Opinion ID: 1882486
Heading Depth: 1
Heading Rank: 36

Heading: judicial bias throughout mr. muhammad's re-sentencing constitutes fundamental error and denied mr. muhammad's rights under the fifth, sixth, eighth and fourteenth amendments to the united states constitution. mr. muhammad was denied a fair adversarial testing.

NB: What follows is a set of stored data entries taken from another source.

Issue #529, opened 2015-02-17
Missing Check in / out button after updating to 1.2.4


Gabisonfire:
Like the title says, after updating to 1.2.4, the Check In / Check Out button is missing on the licenses view. I've tried to reinstall completely but the issue is still present.

Let me know if I need to provide more information! Thanks!

kobie-chasehansen:
this is due to an interface change, is the check in/out button there when you click into the license?

kobie-chasehansen:
the interface got extremely cluttered when working with multiple licenses for the same product. You can see the discuession on this top here in #508

Gabisonfire:
![2015-02-17 14_17_13-snipe it asset management](https://cloud.githubusercontent.com/assets/6416239/6235339/ca034208-b6af-11e4-80d9-8a398080fcc4.png)

I do see the check in button when I click on the license though.

kobie-chasehansen:
Not sure what other thoughts @snipe has for the license screen.

Pretty sure its open up to discussion if you have some improvement suggestions.

Gabisonfire:
Thought I'd include the top row as well to show that even the column won't show up.
![untitled](https://cloud.githubusercontent.com/assets/6416239/6236310/ace4f376-b6b7-11e4-9d7b-613a722bd6b4.png)

snipe:
Yes, this isn't an accident. It was a request by several users, as that page was getting really hard to handle with a lot of licenses. If you have any suggestions on other ways we can handle it, we're definitely open to hearing them.

Gabisonfire:
Oh ok I can understand that. That would not be an issue but we are moving all our licenses from a wiki to snipeit so that makes it a bit harder. Maybe being able to customize the view for that page would be great or being able to check out the license when you create it would ease that. 

Anyways, thanks for earing me out :)

snipe:
Or how about this.... If there are any open seats on a license, a checkout button appears on that listing page. If there are no open seats, you have to click into the license to checkout some seats.

Gabisonfire:
Even better!

snipe:
@kobie-chasehansen does that meet your needs as well? If so, I'll take it on.

kobie-chasehansen:
Think that works well. guessing it will just pick the next avl seat to check out?

snipe:
Exactly. Since the actual seat itself doesn't matter.

kobie-chasehansen:
sounds good.

[...]

PR #897, opened 2015-07-07
Fix #896 - Only show Checkout/Checkin if deployable

### LINKED ISSUE #896: Setting status to deployable does not remove checkin/checkout button
We have created a custom status called 'Deployed on-site' which we have set to 'Undeployable'. In previous versions this correctly removed the checkin/checkout button on the asset and in lists.

However when upgrading to 1.2.7 this behavior does not work. The checkin/Checkout button still appears in lists.
image

image

<bountysource-plugin>
---
Want to back this issue? **[Post a bounty on it!](https://www.bountysource.com/issues/23837790-setting-status-to-deployable-does-not-remove-checkin-checkout-button?utm_campaign=plugin&utm_content=tracker%2F505106&utm_medium=issues&utm_source=github)** We accept bounties via [Bountysource](https://www.bountysource.com/?utm_campaign=plugin&utm_content=tracker%2F505106&utm_medium=issues&utm_source=github).
</bountysource-plugin>

madd15:
Assuming that only deployable assets should see this button

### DIFF
--- a/app/controllers/admin/AssetsController.php
+++ b/app/controllers/admin/AssetsController.php
@@ -1039,15 +1039,16 @@ class AssetsController extends AdminController
 
 	        });
 
-	    $inout = new \Chumper\Datatable\Columns\FunctionColumn('inout', function ($assets)
-        	{
-	       	 	if (($assets->assigned_to !='') && ($assets->assigned_to > 0)) {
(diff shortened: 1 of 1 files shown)


madd15:
#529

PR #920, opened 2015-07-16
Update for change to username on sign in

madd15:


snipe:
Whoops, thanks!

bonked

PR #938, opened 2015-07-21
Spanish language - Latin America added.

thomas1216:
I added the latin America Spanish language, because are some differences between Spanish spoken in Spain and the Spanish of Latin America.


snipe:
Hi @thomas1216 - we actually use CrowdIn to manage translations, as mentioned in the [Translations Page in the docs](http://docs.snipeitapp.com/translations.html)

I'm, not sure that all of Latin America uses the same Spanish anyway, to be honest, but if you let me know what specific Latin American language you're looking to translate, I can add it and you can translate from that CrowdIn app. 

(CrowdIn then generates the PHP files for us, so nobody has to mess with PHP, and the language files are never out of sync between versions, etc.)

I'm sorry you went through all this trouble. We try to make it clear that CrowdIn is how we prefer translations done, but will revisit the docs in case that wasn't clear enough.

thomas1216:
Got it, to be more specific, the spanish language for Colombia

snipe:
Hi @thomas1216 - I've added Colombian Spanish to the list of languages:
https://crowdin.com/project/snipe-it/es-CO

I'll try to see if I can import any of what you've done over the weekend so that you hopefully don't have to duplicate too many efforts. I'm not sure if it will work, but I'll give it a shot.

Issue #1855, opened 2016-03-15
Feature Request - Add EOS/LDOS field to Models table


jimmysnee:
#### Expected Behavior (or desired behavior if a feature request)

For many high cost assets, the replacement (infrastructure refresh) is not driven by the EOL (number of months in use) or the depreciation schedule, but by an EOS (End of Support) or LDOS (Last Day of Support) date.  This date is set by the manufacturer, is specific to by model as part of that model's plotted lifecycle.

As an example, a Cisco Nexus 7000 F1-Series 32-Port 1 and 10 Gigabit Ethernet Module will go EOS on August 31, 2019.

It would be very helpful to have this field in the models table, so that a report can be run to query the database for all assets where the models are EOS as of a certain date.  This would be extremely useful for risk analysis, as well as determining refresh costs during budgeting season!

---
#### Actual Behavior

EOS (or LDOS) field does not currently exist.  The EOL field exists, but represents different attributes about the asset.

---
#### Please confirm you have done the following before posting your bug report:
- [ X ] I have enabled debug mode
- [ X ] I have read [checked the Common Issues page](http://docs.snipeitapp.com/common-issues.html)

---
#### Please provide answers to these questions before posting your bug report:
- Version of Snipe-IT you're running -  v2.1.0-47-g39f40a3
- What OS and web server you're running Snipe-IT on - RHEL 6 running Apache
- What method you used to install Snipe-IT - install.sh with minor edits

snipe:
So it doesn't sound like this belongs at the model level, but should maybe be a custom field on the asset? 

> This date is set by the manufacturer, is specific to by model as part of that model's plotted lifecycle.

If you have 10 assets of those asset models, each purchased at different times, would their LDOS still be the same? If not, this doesn't belong at the asset model level, but instead the asset level.

jimmysnee:
Yes, all devices with the same model number have the same LDOS (last date of support). It is how the manufacturers sunset older products (no longer have to make the parts, develop code for older generation equipment, and don’t provide tech support on that old kit).

jimmysnee:
There is no relationship between the LDOS and the purchase date (or depreciation schedule).

cwoods131:
This would be a great feature for our assets as well. In many cases model numbers have an end of service on the same day, this would eliminate the need to enter this information on hundreds of assets of like models. Or the ability to add multiple custom fields which are attached directly to the asset models.

PR #5434, opened 2018-04-26
Added EOS field (date type) in Asset Model

lea-mink:
Hello :)

For my usage, I have an EOL data which is a date and not a duration. So, I added EOL Support field (date type) in Asset Model.

I added a migration file, created with php artisan, I modified Model, Controller, Transformer, Presenter, Views & traduction files (en, fr) in adding EOL Support fied.


snipe:
How would this work with the existing EOL? Can you provide screenshots?

snipe:
(Also, please make sure to provide the english translations strings, otherwise the string itself will be dropped when we synchronize Crowdin)

lea-mink:
Yes, I did the english translation, I just forgot to write it in the title of the commit.

The screenshots : 

Edit asset model 
editmodeleol

Models (all)
assetmodelvieweolsupport

Assets of a Model
modelassetseol

All Assets view
allasseteol

lea-mink:
I developed this feature for my usage so I decided to share it if anyone wanted it.

The 2 fields are independents, so there is no conflict. So nothing happens when both are filled out and they are not the same. And nothing can make the users know which they should use.

What do you think about this feature ?

lea-mink:
Your work is so amazing, I'm very satisfied by Snipe-IT. Everything is very usefull. 
However, when I'm using the EOL field, if the EOL is more than 1 year, I need to calculate the number of months, which a little bit tedious.
So I'm wondering, what was the objective of the field EOL support to be in months and not in date ?

snipe:
Hi @lea-mink - EOL has traditionally been handled via months and not date, because many organizations have a policy of EOLing hardware after x months, so we calculate the EOL date based off of the EOL months and the purchase date. It just makes it easier for admins to figure out the EOL date automatically, instead of having to manually calculate the EOL date for every single item they add.

snipe:
How about a compromise? If the EOL months have been entered and there is a purchase date, we could pre-populate the EOL date via javascript once they tab out of that field. If there are no EOL months given and/or no purchase date, accept the the date. We should probably also create a migration to check for EOL months and update the existing DB records to reflect that calculated date.

cwoods131:
In our inventory we have many Chromebook devices which as shown here: https://support.google.com/chrome/a/answer/6220366?hl=en
They have exact dates where their support ends rather than months from the time of purchase. This is a great feature for these instances. Thank you

lea-mink:
There is the freature request #1855 which talk about a EOS (End Of Support) field which is a date. It correspond to my modifications, so I renamed the field EOL Support by EOS.

drumgod:
I really want this feature; how do i add this to my existing install? We are running v4.1.11-pre build 3288 (g426bf38)

drumgod:
I figured out how to add this to my installation. How can i generate reports and use this new field? It does not show up as a field when i go to the custom reports page.

PR #5509, opened 2018-05-09
Fix padding on next page with Chrome.

tdb:
It looks like Chrome (and probably other browsers) is optimising the next-padding div out since it has no content. This means the margin doesn't apply. Adding the nbsp, and making sure it takes up no space itself, is enough to make the margin do the right thing.

I also tried using padding instead of margin, but this results in an extra page at the end of the output (there'd need to be a way to stop page-break and next-padding appearing at the end of the document). I also tried setting a min-height on next-padding, but this had the same issue.


snipe:
Thanks!

PR #5547, opened 2018-05-16
De-normalize new counters from 4.3.0

### LINKED ISSUE #5511: Assets slowness in displaying on screen

Click on "All Ready to Deploy" and have the assets display in a reasonable time..

-----

#### Actual Behavior

When we click on "All Ready to Deploy" it takes 3min 30sec to populate the screen, which is displaying 1-100 of 9269 assets.  If I click on page two it takes another 3min to display 101-200.

If I connect with SQL or Access and open the tables they do respond very quickly.
We took v4.3.0 - build 3559 (master) last week and I am wondering if that had anything to do with it or after an update is there something we need to run to optimize the DB\Web interface at all?  

-----

- [X ] I have enabled debug mode 
- [X ] I have read [checked the Common Issues page](https://snipe-it.readme.io/docs/common-issues)

-----

- Is this a fresh install or an upgrade? **upgrade**
- Version of Snipe-IT you're running **Version v4.3.0 build 3559 (master)**
- Version of PHP you're running **PHP version: 7.1.16**
- Version of MySQL/MariaDB you're running **MySQL Server version: 5.7.21**
- What OS and web server you're running Snipe-IT on **Windows Server 2016 / IIS**
- What method you used to install Snipe-IT (install.sh, manual installation, docker, etc) **GIT**

snipe:
This should fix #5511

Added: 

- migration to add new counter fields to assets table
- artisan command to sync those counters
- migration to trigger the artisan command once
- updated log methods for checkin/checkout to increment those values
- updated asset request controller method to increment/decrement requests

### DIFF
--- a/app/Http/Controllers/ViewAssetsController.php
+++ b/app/Http/Controllers/ViewAssetsController.php
@@ -181,6 +181,8 @@ class ViewAssetsController extends Controller
         // If it's already requested, cancel the request.
         if ($asset->isRequestedBy(Auth::user())) {
             $asset->cancelRequest();
+            $asset->decrement('requests_counter', 1);
+            
             $logaction->logaction('request canceled');
             $settings->notify(new RequestAssetCancelationNotification($data));
             return redirect()->route('requestable-assets')
@@ -188,8 +190,8 @@ class ViewAssetsController extends Controller
         } else {
 
             $logaction->logaction('requested');
-
             $asset->request();
+            $asset->increment('requests_counter', 1);
             $settings->notify(new RequestAssetNotification($data));
 
 
--- a/app/Models/Loggable.php
+++ b/app/Models/Loggable.php
@@ -55,9 +55,17 @@ trait Loggable
         if ($log->target_type == Location::class) {
             $log->location_id = $target->id;
         } elseif ($log->target_type == Asset::class) {
-            $log->location_id = $target->rtd_location_id;
+            $log->location_id = $target->location_id;
         } else {
             $log->location_id = $target->location_id;
+        }
+
+        if ($log->item_type == Asset::class) {
+
+            if ($asset = Asset::find($log->item_id)) {
+                \Log::debug('Increment the checkout count for asset: '.$log->item_id);
+                $asset->increment('checkout_counter', 1);
+            }
         }
 
         $log->note = $note;
@@ -121,8 +129,17 @@ trait Loggable
             $log->item_type = License::class;
             $log->item_id = $this->license_id;
         } else {
+
             $log->item_type = static::class;
             $log->item_id = $this->id;
+
+            if (static::class == Asset::class) {
+                if ($asset = Asset::find($log->item_id)) {
+                    \Log::debug('Increment the checkin count for asset: '.$log->item_id);
+                    $asset->increment('checkin_counter', 1);
+                }
+            }
+
         }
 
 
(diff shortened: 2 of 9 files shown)


snipe:
@dmeltzer I'd love your eyes on this one too.

snipe:
@uberbrady a decrement is provided, but only if a user cancels their request for an asset:

https://github.com/snipe/snipe-it/pull/5547/files#diff-ff9cffc1d13e07bb37f47367f723c3d7R184

The spirit of these numbers is to give the admin an idea of how "popular" an asset is, either through check-outs or through requests, so I can't think of any reason other than a canceled request (which adheres to the spirit of it) to decrement - can you? I certainly might be missing something.

app/Http/Controllers/ViewAssetsController.php
```diff
@@ -181,15 +181,17 @@ public function getRequestAsset($assetId = null)
         // If it's already requested, cancel the request.
         if ($asset->isRequestedBy(Auth::user())) {
             $asset->cancelRequest();
+            $asset->decrement('requests_counter', 1);
+
```
dmeltzer: Is requests_count the number of times it's ever been requested or the number of times it's currently requested?

app/Models/Loggable.php
```diff
@@ -55,11 +55,19 @@ public function logCheckout($note, $target /* What are we checking out to? */)
...
         }
 
+        if ($log->item_type == Asset::class) {
+
+            if ($asset = Asset::find($log->item_id)) {
+                \Log::debug('Increment the checkout count for asset: '.$log->item_id);
+                $asset->increment('checkout_counter', 1);
+            }
+        }
+
```
dmeltzer: Is this better to do in Asset::checkOut() ? It would avoid the asset conditional and it's more related to checking out than logging a checkout, I think.

app/Models/Loggable.php
```diff
@@ -121,8 +129,17 @@ public function logCheckin($target, $note)
...
             $log->item_type = static::class;
             $log->item_id = $this->id;
+
+            if (static::class == Asset::class) {
+                if ($asset = Asset::find($log->item_id)) {
+                    \Log::debug('Increment the checkin count for asset: '.$log->item_id);
+                    $asset->increment('checkin_counter', 1);
+                }
+            }
+
```
dmeltzer: I'd say the same thing here, but I don't know if we ever finished extracting a checkin function.... I thought I had but I may have gotten distracted.

database/migrations/2018_05_16_153409_add_first_counter_totals_to_assets.php
```diff
@@ -0,0 +1,33 @@
...
+class AddFirstCounterTotalsToAssets extends Migration
+{
+    /**
+     * Run the migrations.
+     *
+     * @return void
+     */
+    public function up()
+    {
+        // This artisan call may take a while
```
dmeltzer: Is it possible to put some console output here from the migration warning users about the delay? Not sure..

app/Http/Controllers/ViewAssetsController.php
snipe: Ever been requested - unless a user actively cancels that request

app/Models/Loggable.php
snipe: Sure, I can move it. Was having a hard time backtracking everything that happens on checkin/checkout. (I hate those methods and really want to refactor.)

app/Models/Loggable.php
snipe: Same - not sure.

database/migrations/2018_05_16_153409_add_first_counter_totals_to_assets.php
snipe: Things don't always output as expected in migrations. Could try tho.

Text: The defendant alleges that the trial court was biased against him because he is mentally ill and had him removed from the courtroom. The defendant complains that the trial court was biased in that he found defendant's lack of control in the courtroom to the will rather than mental illness. Initially this court will note that adverse rulings do not make a judge biased. Rivera v. State, 717 So.2d 477, 480 (Fla.1998). Additionally, the issue of the defendant's removal from the courtroom was raised on appeal and affirmed where the Supreme Court found that the trial judge acted within his discretion in repeatedly removing Knight from the courtroom, especially considering the testimony of numerous guards and jailhouse officials that Knight's out of court demeanor was completely at odds with his in court histrionics. Knight v. State, 746 So.2d at 434 (n.12 & 13). The defendant also alleges that the sentencing court was biased in that he called the defense expert a pain in the neck. As can be seen from the context in which the statement occurred, the record refutes any claim of bias against the defendant but rather shows that it was a scheduling problem as to the convenience or the inconvenience of the doctor scheduled. RST. 2820-2824, 2452, 2500, 2544, 2664-65. Accordingly this claim is denied without an evidentiary hearing.